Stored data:
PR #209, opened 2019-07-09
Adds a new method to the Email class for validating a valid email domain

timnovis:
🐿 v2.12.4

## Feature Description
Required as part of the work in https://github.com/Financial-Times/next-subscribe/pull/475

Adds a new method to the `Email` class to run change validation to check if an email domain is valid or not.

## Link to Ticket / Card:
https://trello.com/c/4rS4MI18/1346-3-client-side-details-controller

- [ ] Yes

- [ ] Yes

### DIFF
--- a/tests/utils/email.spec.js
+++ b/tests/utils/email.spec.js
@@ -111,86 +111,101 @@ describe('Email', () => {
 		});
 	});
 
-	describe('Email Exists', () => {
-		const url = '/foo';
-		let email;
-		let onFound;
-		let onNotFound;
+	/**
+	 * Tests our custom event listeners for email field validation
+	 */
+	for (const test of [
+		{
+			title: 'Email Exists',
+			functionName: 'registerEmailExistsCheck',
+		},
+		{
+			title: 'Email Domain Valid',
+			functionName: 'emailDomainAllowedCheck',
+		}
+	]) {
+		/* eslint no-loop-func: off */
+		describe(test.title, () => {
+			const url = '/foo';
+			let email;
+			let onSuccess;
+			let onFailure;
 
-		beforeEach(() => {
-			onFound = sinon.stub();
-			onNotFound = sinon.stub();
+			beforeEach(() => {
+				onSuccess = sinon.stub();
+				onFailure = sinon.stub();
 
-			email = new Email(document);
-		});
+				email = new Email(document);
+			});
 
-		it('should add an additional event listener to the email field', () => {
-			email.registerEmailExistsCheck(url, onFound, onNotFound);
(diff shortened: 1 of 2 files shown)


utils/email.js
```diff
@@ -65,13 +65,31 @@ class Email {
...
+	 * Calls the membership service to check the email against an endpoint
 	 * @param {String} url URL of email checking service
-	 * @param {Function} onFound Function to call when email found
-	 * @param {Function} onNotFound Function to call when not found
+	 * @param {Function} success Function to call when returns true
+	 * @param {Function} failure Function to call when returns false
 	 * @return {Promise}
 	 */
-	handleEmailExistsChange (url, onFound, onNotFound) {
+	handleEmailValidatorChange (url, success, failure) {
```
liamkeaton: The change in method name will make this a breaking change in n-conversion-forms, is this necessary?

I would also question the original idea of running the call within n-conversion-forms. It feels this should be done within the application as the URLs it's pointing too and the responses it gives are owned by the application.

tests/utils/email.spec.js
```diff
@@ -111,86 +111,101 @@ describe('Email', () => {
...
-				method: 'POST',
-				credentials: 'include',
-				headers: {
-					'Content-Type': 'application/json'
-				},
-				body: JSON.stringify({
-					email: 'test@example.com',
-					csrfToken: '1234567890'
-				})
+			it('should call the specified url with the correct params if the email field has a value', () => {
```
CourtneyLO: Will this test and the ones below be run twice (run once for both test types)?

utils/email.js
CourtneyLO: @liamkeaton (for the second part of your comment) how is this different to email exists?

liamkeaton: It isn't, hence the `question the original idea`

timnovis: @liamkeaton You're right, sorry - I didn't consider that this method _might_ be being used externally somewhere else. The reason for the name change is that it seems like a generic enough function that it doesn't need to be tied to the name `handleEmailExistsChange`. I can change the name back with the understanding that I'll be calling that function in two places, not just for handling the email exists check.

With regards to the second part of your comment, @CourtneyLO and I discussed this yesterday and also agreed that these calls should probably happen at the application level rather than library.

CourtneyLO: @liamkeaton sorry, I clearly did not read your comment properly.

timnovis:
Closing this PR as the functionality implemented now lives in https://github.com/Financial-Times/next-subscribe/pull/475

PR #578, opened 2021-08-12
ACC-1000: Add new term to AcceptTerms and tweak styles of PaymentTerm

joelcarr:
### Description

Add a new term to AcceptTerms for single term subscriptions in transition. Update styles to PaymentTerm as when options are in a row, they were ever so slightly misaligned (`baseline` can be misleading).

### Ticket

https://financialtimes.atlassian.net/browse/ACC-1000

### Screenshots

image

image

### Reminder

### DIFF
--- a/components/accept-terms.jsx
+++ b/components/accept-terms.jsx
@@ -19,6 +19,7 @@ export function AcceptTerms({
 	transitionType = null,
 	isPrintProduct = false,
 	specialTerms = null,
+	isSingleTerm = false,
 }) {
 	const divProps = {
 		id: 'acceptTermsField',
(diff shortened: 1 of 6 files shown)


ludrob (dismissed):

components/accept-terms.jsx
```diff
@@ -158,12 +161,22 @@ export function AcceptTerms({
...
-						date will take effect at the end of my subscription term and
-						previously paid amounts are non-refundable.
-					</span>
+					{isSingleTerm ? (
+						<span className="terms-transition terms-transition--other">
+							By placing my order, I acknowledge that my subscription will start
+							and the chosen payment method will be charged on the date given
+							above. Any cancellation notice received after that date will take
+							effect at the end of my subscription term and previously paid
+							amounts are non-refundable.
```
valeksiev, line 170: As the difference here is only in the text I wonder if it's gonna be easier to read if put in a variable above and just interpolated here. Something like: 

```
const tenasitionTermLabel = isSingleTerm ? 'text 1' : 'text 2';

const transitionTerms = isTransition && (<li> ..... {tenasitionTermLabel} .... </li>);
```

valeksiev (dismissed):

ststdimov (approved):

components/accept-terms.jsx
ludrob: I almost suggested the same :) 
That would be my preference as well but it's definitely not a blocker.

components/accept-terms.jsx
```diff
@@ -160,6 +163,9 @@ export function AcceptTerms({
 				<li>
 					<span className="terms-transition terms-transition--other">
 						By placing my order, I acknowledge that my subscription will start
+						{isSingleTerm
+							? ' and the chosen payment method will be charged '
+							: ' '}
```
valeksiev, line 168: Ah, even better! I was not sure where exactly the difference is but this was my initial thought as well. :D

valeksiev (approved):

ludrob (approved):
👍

...

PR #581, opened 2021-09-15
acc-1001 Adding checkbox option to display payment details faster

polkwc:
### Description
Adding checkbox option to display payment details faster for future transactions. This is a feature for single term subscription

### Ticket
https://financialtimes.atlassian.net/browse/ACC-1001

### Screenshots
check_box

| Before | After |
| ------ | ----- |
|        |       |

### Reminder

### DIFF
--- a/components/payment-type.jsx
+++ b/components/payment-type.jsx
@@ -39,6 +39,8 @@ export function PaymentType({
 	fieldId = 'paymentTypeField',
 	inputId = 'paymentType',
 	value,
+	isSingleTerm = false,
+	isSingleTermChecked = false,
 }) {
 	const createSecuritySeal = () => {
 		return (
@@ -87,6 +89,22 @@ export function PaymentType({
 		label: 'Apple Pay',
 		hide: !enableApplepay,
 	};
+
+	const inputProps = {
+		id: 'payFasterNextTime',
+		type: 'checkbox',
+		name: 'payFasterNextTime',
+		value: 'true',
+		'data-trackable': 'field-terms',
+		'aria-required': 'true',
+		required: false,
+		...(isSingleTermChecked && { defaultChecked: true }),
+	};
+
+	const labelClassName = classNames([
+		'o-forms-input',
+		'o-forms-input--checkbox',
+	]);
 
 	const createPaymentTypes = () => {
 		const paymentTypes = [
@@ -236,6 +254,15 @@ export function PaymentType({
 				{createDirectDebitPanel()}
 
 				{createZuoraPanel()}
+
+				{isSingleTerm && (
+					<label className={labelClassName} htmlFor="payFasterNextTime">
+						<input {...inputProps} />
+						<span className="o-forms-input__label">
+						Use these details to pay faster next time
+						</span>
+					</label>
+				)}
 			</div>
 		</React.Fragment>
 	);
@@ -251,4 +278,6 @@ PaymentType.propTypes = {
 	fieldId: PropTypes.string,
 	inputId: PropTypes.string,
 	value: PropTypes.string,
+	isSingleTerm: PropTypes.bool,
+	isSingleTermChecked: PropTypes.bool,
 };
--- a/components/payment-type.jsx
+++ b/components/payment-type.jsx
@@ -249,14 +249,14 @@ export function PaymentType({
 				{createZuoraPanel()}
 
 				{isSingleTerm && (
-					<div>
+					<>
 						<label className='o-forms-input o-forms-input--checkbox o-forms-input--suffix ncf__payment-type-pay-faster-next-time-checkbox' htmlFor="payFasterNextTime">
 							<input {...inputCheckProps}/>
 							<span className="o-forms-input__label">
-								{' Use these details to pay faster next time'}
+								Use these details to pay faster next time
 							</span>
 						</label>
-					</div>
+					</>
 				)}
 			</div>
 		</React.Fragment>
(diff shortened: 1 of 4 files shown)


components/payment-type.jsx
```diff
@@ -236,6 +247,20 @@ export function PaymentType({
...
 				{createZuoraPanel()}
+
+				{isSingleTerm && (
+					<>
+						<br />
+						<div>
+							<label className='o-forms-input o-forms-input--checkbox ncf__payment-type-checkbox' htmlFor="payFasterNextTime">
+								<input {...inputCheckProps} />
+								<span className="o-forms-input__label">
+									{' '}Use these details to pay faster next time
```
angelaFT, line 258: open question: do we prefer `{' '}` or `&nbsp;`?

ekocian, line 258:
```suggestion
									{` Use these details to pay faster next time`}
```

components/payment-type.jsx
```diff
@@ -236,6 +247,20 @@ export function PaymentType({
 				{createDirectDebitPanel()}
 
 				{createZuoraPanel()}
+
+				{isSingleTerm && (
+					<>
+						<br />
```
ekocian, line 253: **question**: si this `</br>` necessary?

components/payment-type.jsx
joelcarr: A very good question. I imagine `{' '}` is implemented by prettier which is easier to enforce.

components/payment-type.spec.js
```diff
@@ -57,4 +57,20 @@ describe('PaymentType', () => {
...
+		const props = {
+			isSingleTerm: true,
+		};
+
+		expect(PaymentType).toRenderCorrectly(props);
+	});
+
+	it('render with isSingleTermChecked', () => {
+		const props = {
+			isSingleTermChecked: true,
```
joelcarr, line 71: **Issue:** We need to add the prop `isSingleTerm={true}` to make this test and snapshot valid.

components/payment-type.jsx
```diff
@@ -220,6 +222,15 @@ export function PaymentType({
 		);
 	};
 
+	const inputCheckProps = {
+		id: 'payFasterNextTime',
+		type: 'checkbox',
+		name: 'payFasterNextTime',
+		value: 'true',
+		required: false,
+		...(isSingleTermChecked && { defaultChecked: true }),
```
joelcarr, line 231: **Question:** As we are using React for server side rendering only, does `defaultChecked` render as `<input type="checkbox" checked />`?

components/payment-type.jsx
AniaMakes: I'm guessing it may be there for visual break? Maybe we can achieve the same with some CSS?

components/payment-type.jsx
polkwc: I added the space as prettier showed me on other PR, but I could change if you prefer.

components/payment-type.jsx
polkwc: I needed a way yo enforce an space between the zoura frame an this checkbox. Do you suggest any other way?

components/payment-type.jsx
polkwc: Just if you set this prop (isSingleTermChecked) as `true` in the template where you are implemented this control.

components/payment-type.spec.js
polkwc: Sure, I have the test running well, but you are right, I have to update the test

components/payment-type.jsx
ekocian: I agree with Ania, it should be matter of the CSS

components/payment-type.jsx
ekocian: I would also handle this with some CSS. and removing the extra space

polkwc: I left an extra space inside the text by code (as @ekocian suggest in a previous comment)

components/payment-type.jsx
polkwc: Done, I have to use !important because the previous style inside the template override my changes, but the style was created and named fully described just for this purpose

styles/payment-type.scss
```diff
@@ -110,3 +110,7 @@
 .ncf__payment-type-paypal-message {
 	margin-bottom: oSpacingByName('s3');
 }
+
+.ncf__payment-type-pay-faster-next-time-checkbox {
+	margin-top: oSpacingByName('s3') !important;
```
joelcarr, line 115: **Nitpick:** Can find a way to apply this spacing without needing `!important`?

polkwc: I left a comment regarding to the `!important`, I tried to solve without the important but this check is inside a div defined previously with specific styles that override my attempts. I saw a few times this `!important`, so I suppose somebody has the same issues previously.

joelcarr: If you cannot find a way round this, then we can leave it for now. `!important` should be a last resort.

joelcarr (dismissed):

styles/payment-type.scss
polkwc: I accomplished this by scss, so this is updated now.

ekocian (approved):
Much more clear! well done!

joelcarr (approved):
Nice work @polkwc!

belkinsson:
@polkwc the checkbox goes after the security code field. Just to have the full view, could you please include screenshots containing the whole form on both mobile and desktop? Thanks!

---

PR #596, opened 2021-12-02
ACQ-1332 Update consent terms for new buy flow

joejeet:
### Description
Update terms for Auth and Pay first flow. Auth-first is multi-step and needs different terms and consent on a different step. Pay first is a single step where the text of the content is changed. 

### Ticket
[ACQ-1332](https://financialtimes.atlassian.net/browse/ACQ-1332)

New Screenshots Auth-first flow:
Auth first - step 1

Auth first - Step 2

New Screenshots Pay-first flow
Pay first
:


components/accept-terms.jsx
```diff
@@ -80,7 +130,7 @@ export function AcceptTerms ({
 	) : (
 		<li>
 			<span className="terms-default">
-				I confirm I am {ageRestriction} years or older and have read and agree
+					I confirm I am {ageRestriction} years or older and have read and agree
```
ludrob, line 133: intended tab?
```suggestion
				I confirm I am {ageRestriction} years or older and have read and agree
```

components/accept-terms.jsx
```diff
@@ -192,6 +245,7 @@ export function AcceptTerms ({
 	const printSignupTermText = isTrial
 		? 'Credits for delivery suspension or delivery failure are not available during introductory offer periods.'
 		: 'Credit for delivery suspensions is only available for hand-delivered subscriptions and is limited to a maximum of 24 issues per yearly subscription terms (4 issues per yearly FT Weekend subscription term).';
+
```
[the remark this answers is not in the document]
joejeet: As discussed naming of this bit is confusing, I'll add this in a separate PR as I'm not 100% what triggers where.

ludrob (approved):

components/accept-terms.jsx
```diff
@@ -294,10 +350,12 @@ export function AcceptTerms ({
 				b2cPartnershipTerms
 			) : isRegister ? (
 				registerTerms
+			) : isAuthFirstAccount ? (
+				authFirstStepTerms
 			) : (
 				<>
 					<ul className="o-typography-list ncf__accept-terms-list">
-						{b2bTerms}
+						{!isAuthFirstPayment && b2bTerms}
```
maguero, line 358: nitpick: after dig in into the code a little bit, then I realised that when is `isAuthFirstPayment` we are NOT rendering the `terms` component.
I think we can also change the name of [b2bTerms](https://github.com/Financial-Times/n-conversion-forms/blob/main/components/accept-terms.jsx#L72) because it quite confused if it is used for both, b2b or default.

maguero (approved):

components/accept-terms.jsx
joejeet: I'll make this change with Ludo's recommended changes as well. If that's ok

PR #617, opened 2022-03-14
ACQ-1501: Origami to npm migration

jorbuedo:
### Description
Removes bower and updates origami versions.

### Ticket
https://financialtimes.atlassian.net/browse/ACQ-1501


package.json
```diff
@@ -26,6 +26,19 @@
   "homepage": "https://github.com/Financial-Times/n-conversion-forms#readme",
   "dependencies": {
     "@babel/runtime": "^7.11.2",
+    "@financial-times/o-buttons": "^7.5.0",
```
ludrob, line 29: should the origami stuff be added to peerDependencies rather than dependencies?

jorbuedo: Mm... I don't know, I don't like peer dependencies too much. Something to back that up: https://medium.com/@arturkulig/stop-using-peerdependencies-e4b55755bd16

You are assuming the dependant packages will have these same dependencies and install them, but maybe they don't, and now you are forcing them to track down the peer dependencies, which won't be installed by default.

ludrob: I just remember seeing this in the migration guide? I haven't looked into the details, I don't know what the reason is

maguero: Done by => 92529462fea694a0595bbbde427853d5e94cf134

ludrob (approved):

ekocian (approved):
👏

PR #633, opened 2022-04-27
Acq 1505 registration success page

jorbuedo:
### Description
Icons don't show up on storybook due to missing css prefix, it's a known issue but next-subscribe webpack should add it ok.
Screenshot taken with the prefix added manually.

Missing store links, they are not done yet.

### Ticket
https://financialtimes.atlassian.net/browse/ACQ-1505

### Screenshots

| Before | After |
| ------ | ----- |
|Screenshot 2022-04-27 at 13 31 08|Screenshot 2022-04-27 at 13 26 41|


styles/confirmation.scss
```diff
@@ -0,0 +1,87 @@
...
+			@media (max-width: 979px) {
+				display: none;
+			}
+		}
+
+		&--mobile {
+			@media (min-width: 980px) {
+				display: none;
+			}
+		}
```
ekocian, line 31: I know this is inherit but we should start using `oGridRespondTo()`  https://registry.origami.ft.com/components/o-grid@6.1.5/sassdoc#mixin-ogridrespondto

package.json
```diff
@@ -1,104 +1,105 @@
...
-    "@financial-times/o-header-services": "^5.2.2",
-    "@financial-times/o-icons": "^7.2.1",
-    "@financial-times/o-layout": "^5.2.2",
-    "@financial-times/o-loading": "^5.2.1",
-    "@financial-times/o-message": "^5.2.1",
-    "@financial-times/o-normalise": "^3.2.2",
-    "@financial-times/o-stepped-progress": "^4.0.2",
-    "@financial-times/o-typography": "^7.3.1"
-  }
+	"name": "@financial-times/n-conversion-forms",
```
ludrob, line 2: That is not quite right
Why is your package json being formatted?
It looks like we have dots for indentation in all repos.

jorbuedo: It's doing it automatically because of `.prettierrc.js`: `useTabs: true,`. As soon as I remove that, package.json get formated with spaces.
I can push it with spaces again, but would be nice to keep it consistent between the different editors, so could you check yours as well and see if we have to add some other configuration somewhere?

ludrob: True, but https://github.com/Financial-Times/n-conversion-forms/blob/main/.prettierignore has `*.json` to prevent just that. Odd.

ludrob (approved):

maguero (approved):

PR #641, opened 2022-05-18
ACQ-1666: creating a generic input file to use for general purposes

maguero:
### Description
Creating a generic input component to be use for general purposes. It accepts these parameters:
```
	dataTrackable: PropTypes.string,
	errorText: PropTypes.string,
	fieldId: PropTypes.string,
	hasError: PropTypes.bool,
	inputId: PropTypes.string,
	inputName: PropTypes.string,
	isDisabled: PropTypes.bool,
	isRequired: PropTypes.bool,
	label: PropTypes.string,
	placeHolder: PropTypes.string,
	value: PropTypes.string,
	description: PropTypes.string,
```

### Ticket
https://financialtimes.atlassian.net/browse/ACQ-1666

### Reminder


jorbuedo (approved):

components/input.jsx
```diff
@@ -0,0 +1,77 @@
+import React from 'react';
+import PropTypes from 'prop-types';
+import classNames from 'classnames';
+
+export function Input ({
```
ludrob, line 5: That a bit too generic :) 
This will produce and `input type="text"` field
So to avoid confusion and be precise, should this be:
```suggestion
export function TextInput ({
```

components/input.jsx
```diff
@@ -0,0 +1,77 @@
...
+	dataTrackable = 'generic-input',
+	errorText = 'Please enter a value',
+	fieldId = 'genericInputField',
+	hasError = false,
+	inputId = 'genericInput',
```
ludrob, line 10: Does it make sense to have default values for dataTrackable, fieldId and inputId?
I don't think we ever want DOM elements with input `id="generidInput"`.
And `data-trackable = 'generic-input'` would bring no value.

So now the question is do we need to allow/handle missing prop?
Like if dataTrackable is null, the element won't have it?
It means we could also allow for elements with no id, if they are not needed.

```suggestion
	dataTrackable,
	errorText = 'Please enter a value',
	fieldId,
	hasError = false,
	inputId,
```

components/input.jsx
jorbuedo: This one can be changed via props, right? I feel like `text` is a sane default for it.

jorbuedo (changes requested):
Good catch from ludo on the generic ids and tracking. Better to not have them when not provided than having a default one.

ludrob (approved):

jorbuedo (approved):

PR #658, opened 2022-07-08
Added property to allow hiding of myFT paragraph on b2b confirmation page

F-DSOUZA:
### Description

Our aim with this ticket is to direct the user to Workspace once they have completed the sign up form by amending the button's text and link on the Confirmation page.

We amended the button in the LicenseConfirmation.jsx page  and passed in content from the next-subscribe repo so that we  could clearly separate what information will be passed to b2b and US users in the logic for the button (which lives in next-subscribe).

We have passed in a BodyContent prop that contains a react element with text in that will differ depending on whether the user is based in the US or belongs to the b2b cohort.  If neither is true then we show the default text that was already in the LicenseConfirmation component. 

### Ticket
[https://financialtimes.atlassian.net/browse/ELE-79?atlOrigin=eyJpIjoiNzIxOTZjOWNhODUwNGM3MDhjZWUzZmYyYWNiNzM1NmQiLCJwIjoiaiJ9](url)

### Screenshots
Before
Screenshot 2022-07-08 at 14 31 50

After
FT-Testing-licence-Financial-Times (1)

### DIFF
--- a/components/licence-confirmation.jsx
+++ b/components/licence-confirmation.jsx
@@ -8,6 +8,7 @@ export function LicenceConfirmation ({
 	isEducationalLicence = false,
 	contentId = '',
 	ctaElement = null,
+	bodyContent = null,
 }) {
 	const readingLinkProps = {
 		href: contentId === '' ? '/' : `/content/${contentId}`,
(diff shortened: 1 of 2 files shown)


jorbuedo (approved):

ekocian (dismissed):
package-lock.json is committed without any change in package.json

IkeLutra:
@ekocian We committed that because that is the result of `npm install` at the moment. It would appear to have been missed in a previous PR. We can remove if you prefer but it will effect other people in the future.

About this task – Going back to the entries above, set down exactly the lines that begin at the one with "PR #209, opened 2019-07-09" and end at the one with "## Link to Ticket", both included, and nothing else.

Exercise solution –
PR #209, opened 2019-07-09
Adds a new method to the Email class for validating a valid email domain

timnovis:
🐿 v2.12.4

## Feature Description
Required as part of the work in https://github.com/Financial-Times/next-subscribe/pull/475

Adds a new method to the `Email` class to run change validation to check if an email domain is valid or not.

## Link to Ticket / Card:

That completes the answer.